Acompanhava-me María Segovia, porta-voz dos vizinhos
organizados para resistir e enfrentar as conseqüências do
“lixo tóxico”, como o chamaram os moradores do lugar. As
crianças sabiam bem o que aconteceu “lá” escassos 75 metros
de sua escolinha anterior que tiveram que abandonar.
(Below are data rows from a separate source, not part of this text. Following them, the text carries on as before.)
Issue #638, opened 2018-07-20
Schema Showing fields that don't belong to an Entity


naitschi:
Hello,
This Problem is showing up in Verison **3.0-beta-8** and **3.x-dev**.

When I write a Query there are fields shown that don't belongt to the requested Entity.

![graphql](https://user-images.githubusercontent.com/12916150/42992572-35310bfa-8c09-11e8-8d42-0d4c70b8040e.PNG)

These Fields don't belong there.

How can I fix this Problem?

Conheciam “as sementes da morte”. Falamos sobre a origem de
sua nova escola, lhes lembramos que ela foi construída pelos
seus próprios pais e mães, irmãos, irmãs e vizinhos. Entre
essas paredes frescas e grossas a palavra solidariedade
ecoou melhor que em qualquer outra parte do mundo,
solidariedade entre vizinhos, solidariedade de mais longe, e
também de muito mais longe: “Até de outras partes do mundo
chegaram voando telhas solidárias que se pousaram neste teto
que hoje nos dá sombra”, lhes dissemos. Associamos a palavra
dignidade a um tesouro mais valioso que todo o ouro do
planeta, mais grande e luzido que o céu, e ao mesmo tempo
tão pequenino e frágil que devemos guarda-lo no mais
profundo de nossos corações de onde nunca deverá sair, sob
nenhuma circunstância.
Nos
despediram com um até pronto, e isso será sem dúvida, apenas
até logo mais. Porque o juízo penal que desde faz quase seis
anos iniciou a comissão de vizinhos de Rincon’í contra os
responsáveis da contaminação que padecem está chegando a seu
momento culminante. Depois de ter passado por várias sedes
judiciais e ter enfrentado as mais incríveis manobras
dilatórias geradas pela poderosa banca de advogados que
defende a Delta & Pine, em novembro de 2003 os promotores
Hugo Ríos (penal) e Ricardo Merlo (ambiental) apresentaram
de maneira conjunta uma acusação na que pedem a condenação
de Nery Rivas, alto funcionário da Delta & Pine no Paraguai,
e de Julio Chávez, proprietário do prédio onde se despejaram
as sementes envenenadas, a quem acusam de diversos delitos,
entre eles do homicídio culposo de Agustín Ruiz, falecido
poucos dias depois do desastre como conseqüência da
contaminação com os agrotóxicos.
Outrossim, os
promotores solicitaram que se mantenha aberta à causa do
cidadão estadunidense Eric Lorenz, por aquele então
representante da Delta & Pine no Paraguai e principal
responsável dos fatos, quem desde faz vários anos se
encontra fugitivo da justiça paraguaia. Os promotores
solicitam que se requeira sua captura por meio de Interpol e
se formalize o pedido de extradição desde o lugar onde seja
detido. O enérgico parecer ministerial se baseia num mui
volumoso processo no qual abundam as provas da contaminação,
de suas conseqüências imediatas, a meio e longo prazo e quem
são os responsáveis diretos do dano causado.
Para o
promotor Ríos, “Nós fizemos simplesmente o trabalho que
nossa investidura nos exige. Cumprimos rigorosamente com
todos os requisitos legais e pensamos que conseguimos
produzir uma posição solidamente sustentada na análise dos
elementos contidos no processo”. Segundo Ríos, o juiz conta
com elementos suficientes para poder adotar uma sentença com
serenidade.
O promotor
ambiental Merlo, por sua vez, também se diz bastante
satisfeito com o trabalho realizado. “Quando este caso
chegou a nosso conhecimento -lembra hoje desde o Palácio de
Justiça- nosso escritório era apenas um gabinete para a rua
com uma mesa, três cadeiras e um telefone. Tínhamos muitos
menos recursos que agora. O desenvolvimento deste caso tem
ido acompanhando o de nossa promotoria. Apesar daquelas
limitações, acredito que cumprimos um bom papel. Agora só
podemos esperar a decisão do juiz”.
Germán Torres
é o nome do jovem juiz que faz poucos meses tomou entre suas
mãos o juizado penal de Paraguarí, onde se encontra o caso.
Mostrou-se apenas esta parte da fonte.